Spatial ergodicity and central limit theorems for parabolic Anderson model with delta initial condition (Q2056414)

In this article, the authors study the parabolic Anderson model $$ \partial_t u(t,x) = \frac{1}{2} \partial_x^2 u(t,x) + u(t,x) \eta(t,x), \quad t > 0, \,\, x \in \mathbb{R}, $$ with initial condition $u(0) = \delta_0$, where $\eta$ denotes space-time white noise on $\mathbb{R}_+ \times \mathbb{R}$. Consider the following renormalization of the solution $$ U(t,x) := \frac{u(t,x)}{p_t(x)} \quad \text{for all }t > 0\text{ and }x \in \mathbb{R},$$ where $$ p_t(x) = \frac{1}{\sqrt{2 \pi t}} e^{- \frac{x^2}{2t}} \quad \text{for all }t > 0\text{ and }x \in \mathbb{R}.$$ In their first main result (see Theorem 1.1) the authors show that the process $U(t)$ is weakly mixing, and hence also ergodic, for every $t > 0$. Together with the ergodic theorem, it follows that, for all $t \geq 0$, $$ \lim_{N \to \infty} \mathcal{S}_{N,t} = 0\text{ a.s. and in }L^1(\Omega),$$ where $$ \mathcal{S}_{N,t} := \frac{1}{N} \int_0^N [U(t,x) - 1] \text{d}x \text{ for all }N > 0\text{ and }t \geq 0.$$ In their second main result (see Theorem 1.2) the authors provide a quantitative central limit theorem.
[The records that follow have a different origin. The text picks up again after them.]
Issue #285, opened 2018-03-27
Register+register addressing modes


sunfishcode:
Cretonne should have a way to use register+register addressing modes, as they are present on x86, ARM, and many other architectures.

This is particularly desirable for WebAssembly-style code, where most loads and stores are relative to a heap base in a register, since it allows folding the add of the heap base with the offset value into the load/store.

sunfishcode:
#### New instructions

Namely, for every $t > 0$ there exist $c = c(t) > 0$ and $N_0 = N_0(t) > \text{e}$ such that $$ d_{\mathrm{TV}} \bigg( \frac{\mathcal{S}_{N,t}}{\sqrt{\mathrm{Var}(\mathcal{S}_{N,t})}}, \mathrm{N}(0,1) \bigg) \leq c \sqrt{\frac{\log N}{N}} \text{ for all }N \geq N_0.$$ This result implies that, for all $t > 0$, $$ \sqrt{\frac{N}{\log N}} \mathcal{S}_{N,t} \overset{\text{d}}{\longrightarrow} \mathrm{N}(0,2t)\text{ as }N\to \infty.$$ More generally, in their third main result (see Theorem 1.3) the authors provide a functional central limit theorem. Namely, for any $T > 0$ we have $$ \sqrt{\frac{N}{\log N}} \mathcal{S}_{N,\bullet} \xrightarrow{C[0,T]} \sqrt{2} B\text{ as }N\to \infty,$$ where $B$ denotes a standard Brownian motion. It is left as an open problem whether the weak convergence $\xrightarrow{C[0,T]}$ in the Banach space $C[0,T]$ of continuous functions can be replaced by convergence in total variation.